Maddie gave herself a mental slap. Gabe wasn’t just another tattooed wanna-be bad boy. He was a convicted felon. She wouldn’t make the same mistakes again.

Her body, however, hadn’t gotten the memo. Even now, heat pooled in places that had remained decidedly lukewarm for years.

With great effort, she broke eye contact and returned to the office. It was just a bit of paperwork. She did this for every new hire.

She kept herself busy for a minute, pulling the correct documents from the four-drawer filing cabinet and creating a new folder for Gabe. She laid them across her desk.

“Application and W-9. Fill out, date, and sign.” Maddie pointed to the relevant sections. She slid her eyes toward Oliver’s closed door, wishing he’d left it open.

Gabe’s finger followed hers across the documents. Not quite touching, but one small twitch would place her finger against his.

His mouth tightened. “I don’t have an address.”

“It doesn’t need to be your home address. A motel or friend’s house is fine for now.”

For the first time, Gabe almost looked uncertain.
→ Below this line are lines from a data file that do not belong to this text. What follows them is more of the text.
PR #79, opened 2021-08-21
Fix occurrence of infinity transform from pose.

Zoomulator:
OpenXR may give a zero length quaternion at initialization causing a
transform with inf values, resulting in a slew of assertion errors from
`VisualServer.instance_set_transform` if a VisualInstance happens to be
a child of OpenXRHand, OpenXRPose or OpenXRSkeleton.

“Just write down where you slept last night.” Her words grew clipped in her frustration. Once again, her hair began to loosen. She grabbed another pin from the desk and shoved it into her bun, holding it in place.
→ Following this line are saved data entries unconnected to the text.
PR #80, opened 2021-08-21
Validate space locations in OpenXRSkeleton and OpenXRPose.

Zoomulator:
OpenXR may give a zero length quaternion at initialization causing a
transform with inf values, resulting in a slew of assertion errors from
VisualServer.instance_set_transform if a VisualInstance happens to be
a child of OpenXRPose or OpenXRSkeleton.

This is a more rigorous fix than the one I first proposed: https://github.com/GodotVR/godot_openxr/pull/79

### DIFF
--- a/src/openxr/OpenXRApi.cpp
+++ b/src/openxr/OpenXRApi.cpp
@@ -2742,3 +2742,26 @@ Transform OpenXRApi::transform_from_pose(const XrPosef &p_pose, float p_world_sc
 
 	return Transform(basis, origin);
 }
+
+template <typename T>
+Transform _transform_from_space_location(OpenXRApi &api, const T &p_location, float p_world_scale) {
+	Basis basis;
+	Vector3 origin;
+	const auto &pose = p_location.pose;
+	if (p_location.locationFlags & XR_SPACE_LOCATION_ORIENTATION_VALID_BIT) {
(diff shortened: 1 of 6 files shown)


src/openxr/OpenXRApi.cpp
```diff
@@ -2590,3 +2590,21 @@ Transform OpenXRApi::transform_from_pose(const XrPosef &p_pose, float p_world_sc
 
 	return Transform(basis, origin);
 }
+
+template <typename T>
+Transform _transform_from_space_location(OpenXRApi &api, const T &p_location, float p_world_scale) {
+	const auto flags = XR_SPACE_LOCATION_ORIENTATION_VALID_BIT | XR_SPACE_LOCATION_POSITION_VALID_BIT;
```
BastiaanOlij, line 2596: I think we should break this up. Start with an identify Transform, then:
- if `XR_SPACE_LOCATION_ORIENTATION_VALID_BIT` is set we convert the quarternion to a basis matrix
- if 'XR_SPACE_LOCATION_POSITION_VALID_BIT' is set we assign the origin

That would be the most accurate way of doing this.

Zoomulator:
Makes sense! I'll do that later today 😄

Zoomulator:
@BastiaanOlij All done!

BastiaanOlij:
Thanks!

PR #83, opened 2021-08-31
Update to version 1.0.18 of the Oculus OpenXR loader.

m4gr3d:


BastiaanOlij (approved):
Sweet, now we're in line with the Khronos one again :)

The fingers on Gabe’s left hand dug into his palm. When he saw her notice, he forced the hand open, resting it flat against his leg. “Lost Coast Harbor has benches, you know.”

She blinked, forgetting in her surprise to avoid his gaze—but for once Gabe averted his eyes. “You’re homeless?”

His casual shrug looked forced. “No one hands you first, last, and deposit when you’re released.”

Maddie studied the blank paperwork, considering. Whatever he’d done, no one should spend nights exposed to the bitter cold of Lost Coast in January. He’d have had better accommodations in prison.

She weighed her options. The temperature was supposed to drop even further tonight. Anyone caught out in it might not wake up with all their fingers and toes still working. She needed to find him a place to stay, unless she wanted to offer him one herself.

Besides, if he didn’t have enough money for a motel room, how would he make it to his first payday?

“Wait here.” She strode to Oliver’s door and knocked, barely waiting for his muffled response before she opened it. “Gabe needs an advance.”

He didn’t expect that. “I thought we didn’t trust him,” he reminded her, making liberal use of the word “we.”

“We don’t. He still needs food and shelter.”

Oliver’s brow furrowed for a second, trying to grasp the concept of needing something so basic, then he nodded. “Of course. Give him what you can from the petty cash, then call Jared for an apartment.”

Maddie returned to her desk before either of them could change their mind.